We all know that metaphors are colorful, contain essential truths.  I kept talking about "dancing my brains out" and I never quite listened to the words: dance my brains out.  That is exactly what I want to do.

I go to tennis, and to dance, to forget the rest of the world.  You can't think about the rest of the world -- your troubles, starvation in Africa, your problems with a friend -- and dance. In dance, you must concentrate, be there, or you will dance badly, play tennis badly.  You must "block out the rest of the world."  Again, a metaphor that says a great deal.  Great players, great dancers, great scientists -- almost anyone who achieves greatness -- blocks out the rest of the world, concentrates on the task at hand.

Over and over we are told that it is hard to live in the moment, to enjoy the present.  We are always wondering about the future, regretting the past.  We can't seem to live in the moment.  Well, if you go dancing, if you go play tennis intensely, you will learn to block out the rest of the world, live in the moment, dance your brains out -- or you will dance & play tennis badly.

The concept of dancing your brains out is a rich concept.  To achieve greatness you must empty your mind.  You can't really think about what you are doing; it must become instinctive.  Zen practitioners speak of emptying the mind.  To achieve peak performance one must get rid of the mind because the mind gets in the way.  Stop thinking.  Dance your brains out and then you will really dance.

When I think about dancing I become a clumsy dancer. One of the loveliest dance partners I ever had kept saying to me: "stop thinking Henry," and every time she said it, she was absolutely right: I had just "thought" about a dance move, and my feet stumbled.   Instinctively, I am, at times, a gorgeous dancer.  It all becomes fluid and effortless.  But when I try hard I produce clumsiness.  So I work hard to dance my brains out.
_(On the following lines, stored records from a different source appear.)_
PR #643, opened 2021-10-26
Support Apple Pay domain registration

colinbird:
https://developer.apple.com/documentation/applepaywebmerchantregistrationapi


adamaltman (dismissed):

openapi/components/schemas/ApplePayDomainRegistration.yaml
```diff
@@ -0,0 +1,20 @@
+description: |
+  First you will need to download Rebilly's Apple Pay merchant domain verification file and
+  host it on your domain.  https://{DOMAIN}/.well-known/apple-developer-merchantid-domain-association.
```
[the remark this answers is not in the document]
colinbird: @adamaltman I tried but that location doesn't work https://www.rebilly.com/.well-known/apple-developer-merchantid-domain-association.  We can troubleshoot this or just host it at something like https://www.rebilly.com/files/apple-pay/apple-developer-merchantid-domain-association

adamaltman (dismissed):

ashkarpetin (dismissed):

openapi/paths/digital-wallets@onboarding@apple-pay.yaml
```diff
@@ -0,0 +1,35 @@
...
+        schema:
+          $ref: ../components/schemas/DigitalWalletOnboardingApplePay.yaml
+    description: Apple pay domain registration onboarding request.
+    required: true
+  security:
+    - SecretApiKey: []
+    - JWT: []
+  responses:
+    '201':
+      description: Apple Pay onboarding was successful.
```
colinbird, line 25:
```suggestion
      description: Apple Pay onboarding attempt proceeded without error.
```

openapi/paths/digital-wallets@onboarding@apple-pay.yaml
```diff
@@ -0,0 +1,41 @@
...
+    - JWT: []
+  responses:
+    '200':
+      description: The action executed without error.
+      content:
+        application/json:
+          schema:
+            $ref: ../components/schemas/DigitalWalletOnboardingApplePay.yaml
+    '201':
+      description: Apple Pay onboarding attempt proceeded without error.
```
colinbird, line 31:
```suggestion
      description: Domain was successfully registered with Apple Pay.
```

mikerebilly (approved):
I agree with using 2xx if we use the response body as an extra layer to retrieve response/state from upstream API. 2xx to this API was a successful call, but upstream API may have an error, so technically 2xx makes sense in our API response.

colinbird:
> I agree with using 2xx if we use the response body as an extra layer to retrieve response/state from upstream API. 2xx to this API was a successful call, but upstream API may have an error, so technically 2xx makes sense in our API response.

Thanks @mikerebilly I was debating that

mikerebilly:
My second thought is a 502 response, since it's an upstream issue and in this case our API call is a proxy.

akozhevnikov-rebilly (approved):

PR #646, opened 2021-10-27
PayPal in RTP and enhanced payment token

adamaltman:
For corresponding alternative RFC.


justnero (commented):
If multiple merchantIds are available – multiple RTP items with different features would be generated (as in Plaid)

adamaltman:
Here is a sample comment [preview](#)

slavcodev-rebilly:
@Rebilly/js please review

ashkarpetin (approved):

openapi/components/schemas/ReadyToPay/ReadyToPayMethods.yaml
```diff
@@ -1,9 +1,10 @@
 type: array
 items:
-  oneOf:
+  anyOf:
```
slavcodev-rebilly, line 3: I think this is incorrect, but it was in initial proposal, so I left it as is.

ghost (approved):

PR #649, opened 2021-11-02
Require a billing address for a payment card

2e3s:
This is already the current behaviour. Other payment methods also require it.


2e3s:
It seems possible now to omit the billing address for some cases.

PR #651, opened 2021-11-03
Add token to StorefrontPostPaymentInstrument as customer JWT for further requests

wmdmgv:
Add token to StorefrontPostPaymentInstrument as customer JWT for further requests


mattsanf:
StorefrontPostPaymentInstrument still require a CustomerJwt to be called in the first place? The docs say's a CustomerJwt is required, if so token will always be null

Screen Shot 2021-11-03 at 2 55 24 PM

mattsanf (approved):

ashkarpetin (approved):

subenson (approved):

PR #660, opened 2021-11-09
Add shipping and notes to orders

subenson:


openapi/components/schemas/Common/CommonInvoice.yaml
```diff
@@ -55,7 +55,7 @@ properties:
     format: double
     readOnly: true
   shipping:
-    $ref: ../Invoices/InvoiceShipping.yaml
+    $ref: ../Invoices/Shipping.yaml
```
ashkarpetin, line 58: Should be moved to root? Since it used by Invoice and Orders?

subenson: Good idea.

ninjasimon (approved):

ashkarpetin (approved):

PR #663, opened 2021-11-11
Adjust organization prefix for storefront and experimental APIs

justnero:


ghost (approved):
It's sad that OAS does not support $ref in `servers`. Maybe would be clearer. Maybe we can add plugin to Redoc do avoid this duplicate code.

ashkarpetin (approved):

PR #688, opened 2021-12-20
Support custom Apple Pay merchant id in Gateway Accounts and RTP

colinbird:


openapi/components/schemas/PaymentTokens/DigitalWalletToken.yaml
```diff
@@ -59,6 +59,8 @@ properties:
         readOnly: true
         description: Payment Card expiration year.
         type: integer
+      applePayMerchantId:
```
colinbird, line 62: This should be in another file ApplePayDigitalWalletToken.yaml

openapi/components/schemas/PaymentTokens/DigitalWalletValidation/ApplePayValidation.yaml
```diff
@@ -11,7 +11,10 @@ allOf:
         description: The validation request.
         type: object
         properties:
-          validationURL:
```
adamaltman, line 14: Breaking change?

colinbird: The backend accepts both.  FramePay is currently sending `validationUrl`

PR #691, opened 2021-12-21
Prepare multiple openapi entrypoints to replace with a single one

VladimirBerdnik:


adamaltman (dismissed):
Redocly is changing the `.redocly.yaml` config format. This will enable some optimization later on.

plugins/products-bundler/mapping/Core.yaml
```diff
@@ -34,6 +37,10 @@ x-tagGroups:
       - Custom Fields
       - Files
       - Search
+      - Gateway Accounts
```
ashkarpetin, line 40: Should not be in a core

VladimirBerdnik: It is required to include x-webhooks with this tag. Only webhooks are included without operations

plugins/products-bundler/mapping/Core.yaml
```diff
@@ -34,6 +37,10 @@ x-tagGroups:
...
+      - Application owners
+      - Application users
+      - Balance transactions
```
ashkarpetin, line 43: All of these are in the Users

VladimirBerdnik: These are required to include x-webhooks, no operations will be added
image

ashkarpetin: These webhooks should be in users

VladimirBerdnik: I thought all webhooks are located in Core

VladimirBerdnik: I see 5 webhooks in Users, maybe they were added by mistake

VladimirBerdnik: Adjusted tags and webhooks, thank you!

openapi/core.yaml
```diff
@@ -197,12 +206,15 @@ x-tagGroups:
   - name: Payments
     tags:
       - Transactions
+      - Transactions Timeline
```
ashkarpetin, line 209: Can we move timelines at the end of the list until we will be able to move them to Users?

VladimirBerdnik: Moved! :smile:

adamaltman (approved):

ashkarpetin (approved):

PR #694, opened 2021-12-22
Add Certificates API

colinbird:


openapi/components/schemas/Certificate.yaml
```diff
@@ -0,0 +1,18 @@
+type: object
+properties:  
+  id:
+    description: The session identifier string.
+    readOnly: true
+    allOf:
+      - $ref: ./ResourceId.yaml
+  pem:
+    description: The signed certificate in pem format.
```
VladimirBerdnik, line 9: should it be write-only?

openapi/components/schemas/Certificate.yaml
```diff
@@ -0,0 +1,22 @@
+type: object
+properties:
+  id:
+    description: The session identifier string.
```
VladimirBerdnik, line 4:
```suggestion
    description: The certificate identifier string.
```

openapi/components/schemas/Certificate.yaml
colinbird: I think it can be returned to the merchant

PR #1903, opened 2023-05-12
Fix simulator feature discovery

ChibiDenDen:
Fix depth clamp and texture swizzle feature discovery on simulator builds

Both of these features are not supported by the iPhone simulator and leads to crashes when used


billhollings (approved):
Thanks for catching this, and for the fix!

Another dancer said to me, "My mind checked out about an hour and a half ago."  Again, what a wonderful metaphor.  The preceding was said at the end of a long dance weekend.  Not only do you, second by second, live within the moment, at the end of a long weekend of such moments, your mind is no longer there -- it checked out an hour and a half ago. You are wonderfully tired, unable to think straight.  You don't want to be asked to think: you know you are incapable of thought.  And that's okay.  That's why you came to dance: to get rid of that constant companion, that voice that is inside your head from the day you are born until the day you die.  Well that idiot -- some call him-it-her a conscience, checked out an hour and a half ago.  Don't ask me any questions, don't give me any directions.  My mind is empty, incapable of thought.  And I worked hard to get it that way.  I danced my brains out.